Another obvious time story involves time travel. Jumping forward or backward in time makes the passage of time extremely important. This can pair with the other stories here, either by having the character travel to meet past or future generations, or jump back to prevent an event before it happens. In some cases, this is a simple framing device, where the story of the game takes place after the characters have moved through time. In others, the players have means of time travel at their disposal as a tool in the events of the story.
Time Loops
Finally, time loop stories have a natural dependency on time. Reliving the same day, week, or hour over and over makes the timing and sequencing of events something that players can learn and take advantage of. How long the loop takes to repeat, what triggers the repetition, and when things restart from are things that the adventure will need to define and track, and which have a lot of mechanical weight.

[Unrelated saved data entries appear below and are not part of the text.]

PR #2144, opened 2022-06-23
Security context component stack in column on resize

jinapurapu:
Screenshot from 2022-06-23 14-50-23

### DIFF
--- a/portal-ui/src/screens/Console/Tenants/securityContextSelector.tsx
+++ b/portal-ui/src/screens/Console/Tenants/securityContextSelector.tsx
@@ -1,0 +1,133 @@
+// This file is part of MinIO Console Server
+// Copyright (c) 2022 MinIO, Inc.
+//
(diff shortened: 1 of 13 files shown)


portal-ui/src/screens/Console/Tenants/securityContextSelector.tsx
```diff
@@ -0,0 +1,132 @@
...
+    runAsNonRoot: boolean;
+    setRunAsUser: any;
+    setRunAsGroup: any;
+    setFSGroup: any;
+    setRunAsNonRoot: any;
+}
+
+const styles = () =>
+  createStyles({
+    tabsContainer: {
```
prakashsvmx, line 39:
```suggestion
    tabsContainer: {
      display: "flex",
      height: "100%",
      width: "100%",
      gap: "8px"
    }
```

`gap` property could be added to give spacing horizontally and vertically in responsive mode.
e.g:
image

image

PR #2159, opened 2022-07-01
Added Prettier test to workflow

bexsoft:
## What does this do?

Added a test to check if files are prettified inside portal-ui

Especially if the loop takes a fixed period of time to repeat, the time required to complete actions becomes significant, since everything is happening within a repeated ticking clock.
Wrapping up or starting over
In the first edition of Dungeons and Dragons, Gary Gygax stated that, “You cannot have a meaningful campaign if strict time records are not kept.” 30 years of TTRPGs later, this quote has not fully held up. Many, likely most, games now are fairly loose about the passage of time, and few if any GMs are as methodical and obsessive as Gygax was about timescales (or most things for that matter)… Wait, did I say that already?
However, TTRPGs can get a big boost from thinking about the passage of time, time as a mechanical or thematic game element, and considering stories that rely heavily on time in order to work. You don’t need to keep “strict time records” but just giving time a little bit more time and attention is a great tool for levelling up a game.